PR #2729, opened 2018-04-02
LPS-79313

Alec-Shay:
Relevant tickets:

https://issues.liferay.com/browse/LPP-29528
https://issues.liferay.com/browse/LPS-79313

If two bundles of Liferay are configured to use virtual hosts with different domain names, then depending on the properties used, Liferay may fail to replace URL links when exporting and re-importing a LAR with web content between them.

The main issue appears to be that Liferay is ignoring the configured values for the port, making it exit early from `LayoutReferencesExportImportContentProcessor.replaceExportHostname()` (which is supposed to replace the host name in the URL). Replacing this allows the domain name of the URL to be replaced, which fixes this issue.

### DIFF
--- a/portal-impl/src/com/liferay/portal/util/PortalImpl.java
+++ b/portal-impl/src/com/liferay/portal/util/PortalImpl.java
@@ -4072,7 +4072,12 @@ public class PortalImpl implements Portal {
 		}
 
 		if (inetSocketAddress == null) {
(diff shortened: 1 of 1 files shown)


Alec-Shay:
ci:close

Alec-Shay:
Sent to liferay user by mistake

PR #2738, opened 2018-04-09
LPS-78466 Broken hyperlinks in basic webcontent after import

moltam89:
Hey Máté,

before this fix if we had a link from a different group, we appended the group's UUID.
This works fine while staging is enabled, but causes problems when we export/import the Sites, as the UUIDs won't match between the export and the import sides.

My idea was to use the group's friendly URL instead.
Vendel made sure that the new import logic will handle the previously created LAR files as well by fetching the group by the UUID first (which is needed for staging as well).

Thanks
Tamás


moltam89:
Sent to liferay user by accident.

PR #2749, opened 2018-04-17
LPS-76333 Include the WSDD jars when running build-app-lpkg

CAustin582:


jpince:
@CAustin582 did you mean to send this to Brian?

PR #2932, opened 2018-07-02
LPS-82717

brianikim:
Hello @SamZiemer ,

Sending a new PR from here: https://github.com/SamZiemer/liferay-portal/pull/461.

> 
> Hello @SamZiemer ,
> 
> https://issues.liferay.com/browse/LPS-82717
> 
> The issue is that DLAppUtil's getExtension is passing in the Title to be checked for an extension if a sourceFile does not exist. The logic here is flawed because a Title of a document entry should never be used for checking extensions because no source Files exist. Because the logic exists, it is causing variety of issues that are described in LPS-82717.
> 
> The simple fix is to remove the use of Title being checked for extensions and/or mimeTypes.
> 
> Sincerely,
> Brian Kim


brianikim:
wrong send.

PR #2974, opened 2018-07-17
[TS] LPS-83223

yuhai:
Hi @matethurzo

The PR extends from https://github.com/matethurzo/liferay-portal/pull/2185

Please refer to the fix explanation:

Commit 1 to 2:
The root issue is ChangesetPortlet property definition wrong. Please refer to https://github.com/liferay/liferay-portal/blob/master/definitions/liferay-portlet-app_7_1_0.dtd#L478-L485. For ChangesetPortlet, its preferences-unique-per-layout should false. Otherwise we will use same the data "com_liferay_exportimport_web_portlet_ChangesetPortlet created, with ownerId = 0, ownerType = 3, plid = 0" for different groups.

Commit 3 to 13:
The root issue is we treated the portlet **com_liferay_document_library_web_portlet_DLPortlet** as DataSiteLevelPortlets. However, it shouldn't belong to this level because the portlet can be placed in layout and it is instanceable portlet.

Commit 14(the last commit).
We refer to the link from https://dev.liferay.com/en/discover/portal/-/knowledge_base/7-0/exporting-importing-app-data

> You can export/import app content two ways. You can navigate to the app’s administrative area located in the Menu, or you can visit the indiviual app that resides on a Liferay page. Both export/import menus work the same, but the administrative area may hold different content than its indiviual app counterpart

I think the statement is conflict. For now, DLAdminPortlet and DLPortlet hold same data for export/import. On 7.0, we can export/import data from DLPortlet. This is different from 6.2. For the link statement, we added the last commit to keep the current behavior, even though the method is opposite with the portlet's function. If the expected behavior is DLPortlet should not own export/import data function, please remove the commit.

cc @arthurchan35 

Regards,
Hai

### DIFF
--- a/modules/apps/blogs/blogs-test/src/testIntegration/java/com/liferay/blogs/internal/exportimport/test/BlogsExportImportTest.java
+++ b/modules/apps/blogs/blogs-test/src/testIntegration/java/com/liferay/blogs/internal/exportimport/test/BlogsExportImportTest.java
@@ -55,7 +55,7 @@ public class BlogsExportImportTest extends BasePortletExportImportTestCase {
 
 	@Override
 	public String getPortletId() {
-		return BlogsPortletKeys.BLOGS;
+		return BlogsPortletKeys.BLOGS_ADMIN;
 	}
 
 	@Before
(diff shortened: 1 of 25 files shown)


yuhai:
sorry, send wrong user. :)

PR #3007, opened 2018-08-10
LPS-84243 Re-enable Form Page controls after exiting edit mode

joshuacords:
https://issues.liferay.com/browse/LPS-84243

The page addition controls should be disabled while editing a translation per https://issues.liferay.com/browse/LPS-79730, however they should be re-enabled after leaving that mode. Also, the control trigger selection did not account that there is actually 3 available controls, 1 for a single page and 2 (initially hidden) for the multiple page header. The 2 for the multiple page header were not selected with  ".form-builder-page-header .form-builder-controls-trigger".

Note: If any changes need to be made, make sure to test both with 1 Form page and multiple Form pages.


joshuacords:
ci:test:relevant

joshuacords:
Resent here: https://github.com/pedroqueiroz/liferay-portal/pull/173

• TASK DIRECTIONS: Nothing in the material may be left out; write it all out verbatim.

• WRITTEN ANSWER:
PR #2729, opened 2018-04-02
LPS-79313

Alec-Shay:
Relevant tickets:

https://issues.liferay.com/browse/LPP-29528
https://issues.liferay.com/browse/LPS-79313

If two bundles of Liferay are configured to use virtual hosts with different domain names, then depending on the properties used, Liferay may fail to replace URL links when exporting and re-importing a LAR with web content between them.

The main issue appears to be that Liferay is ignoring the configured values for the port, making it exit early from `LayoutReferencesExportImportContentProcessor.replaceExportHostname()` (which is supposed to replace the host name in the URL). Replacing this allows the domain name of the URL to be replaced, which fixes this issue.

### DIFF
--- a/portal-impl/src/com/liferay/portal/util/PortalImpl.java
+++ b/portal-impl/src/com/liferay/portal/util/PortalImpl.java
@@ -4072,7 +4072,12 @@ public class PortalImpl implements Portal {
 		}
 
 		if (inetSocketAddress == null) {
(diff shortened: 1 of 1 files shown)


Alec-Shay:
ci:close

Alec-Shay:
Sent to liferay user by mistake

PR #2738, opened 2018-04-09
LPS-78466 Broken hyperlinks in basic webcontent after import

moltam89:
Hey Máté,

before this fix if we had a link from a different group, we appended the group's UUID.
This works fine while staging is enabled, but causes problems when we export/import the Sites, as the UUIDs won't match between the export and the import sides.

My idea was to use the group's friendly URL instead.
Vendel made sure that the new import logic will handle the previously created LAR files as well by fetching the group by the UUID first (which is needed for staging as well).

Thanks
Tamás


moltam89:
Sent to liferay user by accident.

PR #2749, opened 2018-04-17
LPS-76333 Include the WSDD jars when running build-app-lpkg

CAustin582:


jpince:
@CAustin582 did you mean to send this to Brian?

PR #2932, opened 2018-07-02
LPS-82717

brianikim:
Hello @SamZiemer ,

Sending a new PR from here: https://github.com/SamZiemer/liferay-portal/pull/461.

> 
> Hello @SamZiemer ,
> 
> https://issues.liferay.com/browse/LPS-82717
> 
> The issue is that DLAppUtil's getExtension is passing in the Title to be checked for an extension if a sourceFile does not exist. The logic here is flawed because a Title of a document entry should never be used for checking extensions because no source Files exist. Because the logic exists, it is causing variety of issues that are described in LPS-82717.
> 
> The simple fix is to remove the use of Title being checked for extensions and/or mimeTypes.
> 
> Sincerely,
> Brian Kim


brianikim:
wrong send.

PR #2974, opened 2018-07-17
[TS] LPS-83223

yuhai:
Hi @matethurzo

The PR extends from https://github.com/matethurzo/liferay-portal/pull/2185

Please refer to the fix explanation:

Commit 1 to 2:
The root issue is ChangesetPortlet property definition wrong. Please refer to https://github.com/liferay/liferay-portal/blob/master/definitions/liferay-portlet-app_7_1_0.dtd#L478-L485. For ChangesetPortlet, its preferences-unique-per-layout should false. Otherwise we will use same the data "com_liferay_exportimport_web_portlet_ChangesetPortlet created, with ownerId = 0, ownerType = 3, plid = 0" for different groups.

Commit 3 to 13:
The root issue is we treated the portlet **com_liferay_document_library_web_portlet_DLPortlet** as DataSiteLevelPortlets. However, it shouldn't belong to this level because the portlet can be placed in layout and it is instanceable portlet.

Commit 14(the last commit).
We refer to the link from https://dev.liferay.com/en/discover/portal/-/knowledge_base/7-0/exporting-importing-app-data

> You can export/import app content two ways. You can navigate to the app’s administrative area located in the Menu, or you can visit the indiviual app that resides on a Liferay page. Both export/import menus work the same, but the administrative area may hold different content than its indiviual app counterpart

I think the statement is conflict. For now, DLAdminPortlet and DLPortlet hold same data for export/import. On 7.0, we can export/import data from DLPortlet. This is different from 6.2. For the link statement, we added the last commit to keep the current behavior, even though the method is opposite with the portlet's function. If the expected behavior is DLPortlet should not own export/import data function, please remove the commit.

cc @arthurchan35 

Regards,
Hai

### DIFF
--- a/modules/apps/blogs/blogs-test/src/testIntegration/java/com/liferay/blogs/internal/exportimport/test/BlogsExportImportTest.java
+++ b/modules/apps/blogs/blogs-test/src/testIntegration/java/com/liferay/blogs/internal/exportimport/test/BlogsExportImportTest.java
@@ -55,7 +55,7 @@ public class BlogsExportImportTest extends BasePortletExportImportTestCase {
 
 	@Override
 	public String getPortletId() {
-		return BlogsPortletKeys.BLOGS;
+		return BlogsPortletKeys.BLOGS_ADMIN;
 	}
 
 	@Before
(diff shortened: 1 of 25 files shown)


yuhai:
sorry, send wrong user. :)

PR #3007, opened 2018-08-10
LPS-84243 Re-enable Form Page controls after exiting edit mode

joshuacords:
https://issues.liferay.com/browse/LPS-84243

The page addition controls should be disabled while editing a translation per https://issues.liferay.com/browse/LPS-79730, however they should be re-enabled after leaving that mode. Also, the control trigger selection did not account that there is actually 3 available controls, 1 for a single page and 2 (initially hidden) for the multiple page header. The 2 for the multiple page header were not selected with  ".form-builder-page-header .form-builder-controls-trigger".

Note: If any changes need to be made, make sure to test both with 1 Form page and multiple Form pages.


joshuacords:
ci:test:relevant

joshuacords:
Resent here: https://github.com/pedroqueiroz/liferay-portal/pull/173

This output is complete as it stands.